**Assignment:** Copy the records exactly. Include every line.

**Collected data entries:**
PR #64, opened 2021-09-23
Add Node V16 build and compatibility

devinea:
- Adapt code due to API change in node 16.
https://github.com/nodejs/node/pull/37216/files#diff-11c13307cb334211e0d11f4e7e43bdc0a34e437779a63a6ff645e62448d973d2R1053-R1055

- Only write files to disk if UX_DEBUG environment variable is set when running unit tests.

### DIFF
--- a/.github/workflows/pipeline.yml
+++ b/.github/workflows/pipeline.yml
@@ -11,7 +11,7 @@ jobs:
     strategy:
       matrix:
         os: [ubuntu-latest, windows-latest]
-        node-version: [12.x, 14.x]
+        node-version: [12.x, 14.x, 16.x]
     
     runs-on: ${{ matrix.os }}
     timeout-minutes: 15
--- a/packages/fiori-freestyle/test/basic.test.ts
+++ b/packages/fiori-freestyle/test/basic.test.ts
@@ -1,6 +1,6 @@
 import { FreestyleApp, generate, TemplateType } from '../src';
 import { join } from 'path';
-import { rmdirSync } from 'fs';
+import { removeSync } from 'fs-extra';
 import { testOutputDir, debug } from './common';
 import { OdataVersion } from '@sap/open-ux-tools-types';
 import { sample } from './sample/metadata';
@@ -55,7 +55,7 @@ describe(`Fiori freestyle template: ${TEST_NAME}`, () => {
     ];
 
     beforeAll(() => {
-        rmdirSync(curTestOutPath, { recursive: true });
+        removeSync(curTestOutPath);
     });
 
     test.each(configuration)('Generate files for template: $name', async ({ name, config }) => {
--- a/packages/fiori-freestyle/test/basic.test.ts
+++ b/packages/fiori-freestyle/test/basic.test.ts
@@ -55,16 +55,22 @@ describe(`Fiori freestyle template: ${TEST_NAME}`, () => {
     ];
 
     beforeAll(() => {
-        removeSync(curTestOutPath);
+        removeSync(curTestOutPath);  // even for in memory
     });
 
     test.each(configuration)('Generate files for template: $name', async ({ name, config }) => {
         const testPath = join(curTestOutPath, name);
         const fs = await generate(testPath, config);
         expect((fs as any).dump(testPath)).toMatchSnapshot();
-        // write out the files for debugging
+
         return new Promise((resolve) => {
-            fs.commit(resolve);
+					// write out the files for debugging
+					if (debug?.enabled) {
+						fs.commit(resolve);
+					} else
+					{
+						resolve(true)
+					}
         });
     });
 });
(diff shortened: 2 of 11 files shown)


tobiasqueck (changes requested):
@devinea instead of using a new library to delete the debug folder before all tests, could we instead change the debugging approach and only commit the folders to the file system if debug mode is enabled? 
It would remove the requirement to delete anything (btw I think that was also the initial implementation of template tests by @ullasholla )

devinea:
@tobiasqueck that is sort of a separate issue. In debug mode the dir stills needs to be deleted. Fs api's have a breaking change so it is easier to switch to fs-extra or rimraf for consistent API across versions.

tobiasqueck:
While I agree that this is kind of a separate issue, I saw it while reviewing this code and, I don't think it is a good idea to fix an issue that only exists because of another deeper issue: we have unit tests that rely on the file system. To be precise, not the tests itself rely on it but test preparation method that do things that are not related to the tests but for a very different problem: generating artifacts to manually review them.

> In debug mode the dir stills needs to be deleted

No, there shouldn't be the need to delete anything because the tests will not write anything to the filestystem and they also don't rely  on the file system. Only the debug mode would commit/write data to the fs, so that a developer can review. Under a normal (not debug) run nothing is ever written.

devinea:
@tobiasqueck - Based on our discussion I have added the UX_DEBUG env to control writing the test-output or not via fs-commit. Since the test folders should be deleted anyway when UX_DEBUG is either true or false I've kept `fs-extra` in place for that.

.github/workflows/pipeline.yml
```diff
@@ -11,7 +11,7 @@ jobs:
     strategy:
       matrix:
         os: [ubuntu-latest, windows-latest]
-        node-version: [12.x, 14.x]
+        node-version: [12.x, 14.x, 16.x]
```
devinea, line 14: @kranthie-sap @donal-tobin-sap - Do we want to limit the windows build to only 1 node version?

tobiasqueck (dismissed):
- checked that it works even if the `test-output` folder doesn't exist
- reviewed the tests and verified that no data is written to the file system if one is not running in debug mode
- looked at general coding style and all looks good to me
- I did not check that data is written to the filesystem if it runs in debug mode

.github/workflows/pipeline.yml
kranthie-sap: @devinea: Let's go with all 3 versions on all platforms for now. If the pipeline takes way too long to run, we can look at other options like running node v16 (non LTS version) on a scheduled run.

unseen1980 (dismissed):

packages/fiori-freestyle/test/basic.test.ts
```diff
@@ -55,16 +55,22 @@ describe(`Fiori freestyle template: ${TEST_NAME}`, () => {
...
         expect((fs as any).dump(testPath)).toMatchSnapshot();
-        // write out the files for debugging
+
         return new Promise((resolve) => {
-            fs.commit(resolve);
+					// write out the files for debugging
+					if (debug?.enabled) {
+						fs.commit(resolve);
+					} else
+					{
```
ullasholla, line 71:
```suggestion
					} else {
```
Minor change to maintain consistency with other formatting.

packages/ui5-application/test/options.test.ts
```diff
@@ -28,7 +29,14 @@ describe('UI5 templates', () => {
...
-        fs.commit(() => 0)
         expect((fs as any).dump(projectDir)).toMatchSnapshot();
+        return new Promise((resolve) => {
+            // write out the files for debugging
+            if (debug) {
+                fs.commit(resolve);
+            } else {
+                resolve(true);
+            }
+        });
```
ullasholla, line 40: This is good! Anyway we can abstract this as It seems to be required in most of the tests? Could always do it later.

ullasholla:
> @tobiasqueck that is sort of a separate issue. In debug mode the dir stills needs to be deleted. Fs api's have a breaking change so it is easier to switch to fs-extra or rimraf for consistent API across versions.

@devinea , what's the breaking change in `rmdirSync` again? Curious because this might affect tools-suite too.

ullasholla (changes requested):
Changes look good, thanks.

There's one minor formatting change required (there's a suggestion that can be committed directly, if you're ok with it).

There's a comment about abstracting common code in the tests. Up to you how you handle this.

I'm curious about the breaking change in the `fs` API though. This might have an impact on our other code. Mind posting a link or two about it please?

devinea:
@ullasholla 

> There's one minor formatting change required (there's a suggestion that can be committed directly, if you're ok with it).

Applied. Thanks. 

> There's a comment about abstracting common code in the tests. Up to you how you handle this.

Yeah makes sense. Can look at that in another PR.

> I'm curious about the breaking change in the fs API though. This might have an impact on our other code. Mind posting a link or two about it please?

See here https://github.com/nodejs/node/pull/37216/files#diff-11c13307cb334211e0d11f4e7e43bdc0a34e437779a63a6ff645e62448d973d2R1053-R1055

tobiasqueck (approved):
Approved again. Only formatting changes since my initial review.

ullasholla (approved):
Thanks @devinea, looks good.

**Completed exercise:**
PR #64, opened 2021-09-23
Add Node V16 build and compatibility

devinea:
- Adapt code due to API change in node 16.
https://github.com/nodejs/node/pull/37216/files#diff-11c13307cb334211e0d11f4e7e43bdc0a34e437779a63a6ff645e62448d973d2R1053-R1055

- Only write files to disk if UX_DEBUG environment variable is set when running unit tests.

### DIFF
--- a/.github/workflows/pipeline.yml
+++ b/.github/workflows/pipeline.yml
@@ -11,7 +11,7 @@ jobs:
     strategy:
       matrix:
         os: [ubuntu-latest, windows-latest]
-        node-version: [12.x, 14.x]
+        node-version: [12.x, 14.x, 16.x]
     
     runs-on: ${{ matrix.os }}
     timeout-minutes: 15
--- a/packages/fiori-freestyle/test/basic.test.ts
+++ b/packages/fiori-freestyle/test/basic.test.ts
@@ -1,6 +1,6 @@
 import { FreestyleApp, generate, TemplateType } from '../src';
 import { join } from 'path';
-import { rmdirSync } from 'fs';
+import { removeSync } from 'fs-extra';
 import { testOutputDir, debug } from './common';
 import { OdataVersion } from '@sap/open-ux-tools-types';
 import { sample } from './sample/metadata';
@@ -55,7 +55,7 @@ describe(`Fiori freestyle template: ${TEST_NAME}`, () => {
     ];
 
     beforeAll(() => {
-        rmdirSync(curTestOutPath, { recursive: true });
+        removeSync(curTestOutPath);
     });
 
     test.each(configuration)('Generate files for template: $name', async ({ name, config }) => {
--- a/packages/fiori-freestyle/test/basic.test.ts
+++ b/packages/fiori-freestyle/test/basic.test.ts
@@ -55,16 +55,22 @@ describe(`Fiori freestyle template: ${TEST_NAME}`, () => {
     ];
 
     beforeAll(() => {
-        removeSync(curTestOutPath);
+        removeSync(curTestOutPath);  // even for in memory
     });
 
     test.each(configuration)('Generate files for template: $name', async ({ name, config }) => {
         const testPath = join(curTestOutPath, name);
         const fs = await generate(testPath, config);
         expect((fs as any).dump(testPath)).toMatchSnapshot();
-        // write out the files for debugging
+
         return new Promise((resolve) => {
-            fs.commit(resolve);
+					// write out the files for debugging
+					if (debug?.enabled) {
+						fs.commit(resolve);
+					} else
+					{
+						resolve(true)
+					}
         });
     });
 });
(diff shortened: 2 of 11 files shown)


tobiasqueck (changes requested):
@devinea instead of using a new library to delete the debug folder before all tests, could we instead change the debugging approach and only commit the folders to the file system if debug mode is enabled? 
It would remove the requirement to delete anything (btw I think that was also the initial implementation of template tests by @ullasholla )

devinea:
@tobiasqueck that is sort of a separate issue. In debug mode the dir stills needs to be deleted. Fs api's have a breaking change so it is easier to switch to fs-extra or rimraf for consistent API across versions.

tobiasqueck:
While I agree that this is kind of a separate issue, I saw it while reviewing this code and, I don't think it is a good idea to fix an issue that only exists because of another deeper issue: we have unit tests that rely on the file system. To be precise, not the tests itself rely on it but test preparation method that do things that are not related to the tests but for a very different problem: generating artifacts to manually review them.

> In debug mode the dir stills needs to be deleted

No, there shouldn't be the need to delete anything because the tests will not write anything to the filestystem and they also don't rely  on the file system. Only the debug mode would commit/write data to the fs, so that a developer can review. Under a normal (not debug) run nothing is ever written.

devinea:
@tobiasqueck - Based on our discussion I have added the UX_DEBUG env to control writing the test-output or not via fs-commit. Since the test folders should be deleted anyway when UX_DEBUG is either true or false I've kept `fs-extra` in place for that.

.github/workflows/pipeline.yml
```diff
@@ -11,7 +11,7 @@ jobs:
     strategy:
       matrix:
         os: [ubuntu-latest, windows-latest]
-        node-version: [12.x, 14.x]
+        node-version: [12.x, 14.x, 16.x]
```
devinea, line 14: @kranthie-sap @donal-tobin-sap - Do we want to limit the windows build to only 1 node version?

tobiasqueck (dismissed):
- checked that it works even if the `test-output` folder doesn't exist
- reviewed the tests and verified that no data is written to the file system if one is not running in debug mode
- looked at general coding style and all looks good to me
- I did not check that data is written to the filesystem if it runs in debug mode

.github/workflows/pipeline.yml
kranthie-sap: @devinea: Let's go with all 3 versions on all platforms for now. If the pipeline takes way too long to run, we can look at other options like running node v16 (non LTS version) on a scheduled run.

unseen1980 (dismissed):

packages/fiori-freestyle/test/basic.test.ts
```diff
@@ -55,16 +55,22 @@ describe(`Fiori freestyle template: ${TEST_NAME}`, () => {
...
         expect((fs as any).dump(testPath)).toMatchSnapshot();
-        // write out the files for debugging
+
         return new Promise((resolve) => {
-            fs.commit(resolve);
+					// write out the files for debugging
+					if (debug?.enabled) {
+						fs.commit(resolve);
+					} else
+					{
```
ullasholla, line 71:
```suggestion
					} else {
```
Minor change to maintain consistency with other formatting.

packages/ui5-application/test/options.test.ts
```diff
@@ -28,7 +29,14 @@ describe('UI5 templates', () => {
...
-        fs.commit(() => 0)
         expect((fs as any).dump(projectDir)).toMatchSnapshot();
+        return new Promise((resolve) => {
+            // write out the files for debugging
+            if (debug) {
+                fs.commit(resolve);
+            } else {
+                resolve(true);
+            }
+        });
```
ullasholla, line 40: This is good! Anyway we can abstract this as It seems to be required in most of the tests? Could always do it later.

ullasholla:
> @tobiasqueck that is sort of a separate issue. In debug mode the dir stills needs to be deleted. Fs api's have a breaking change so it is easier to switch to fs-extra or rimraf for consistent API across versions.

@devinea , what's the breaking change in `rmdirSync` again? Curious because this might affect tools-suite too.

ullasholla (changes requested):
Changes look good, thanks.

There's one minor formatting change required (there's a suggestion that can be committed directly, if you're ok with it).

There's a comment about abstracting common code in the tests. Up to you how you handle this.

I'm curious about the breaking change in the `fs` API though. This might have an impact on our other code. Mind posting a link or two about it please?

devinea:
@ullasholla 

> There's one minor formatting change required (there's a suggestion that can be committed directly, if you're ok with it).

Applied. Thanks. 

> There's a comment about abstracting common code in the tests. Up to you how you handle this.

Yeah makes sense. Can look at that in another PR.

> I'm curious about the breaking change in the fs API though. This might have an impact on our other code. Mind posting a link or two about it please?

See here https://github.com/nodejs/node/pull/37216/files#diff-11c13307cb334211e0d11f4e7e43bdc0a34e437779a63a6ff645e62448d973d2R1053-R1055

tobiasqueck (approved):
Approved again. Only formatting changes since my initial review.

ullasholla (approved):
Thanks @devinea, looks good.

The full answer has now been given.